TASK INSTRUCTIONS: The data that follows is to be given again, exactly as written.

TASK INPUTS:
PR #638, opened 2015-02-18
Fix possible infinite loops

aurimasv:


dstillman:
Thanks for fixing these.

TASK RESULT:
PR #638, opened 2015-02-18
Fix possible infinite loops

aurimasv:


dstillman:
Thanks for fixing these.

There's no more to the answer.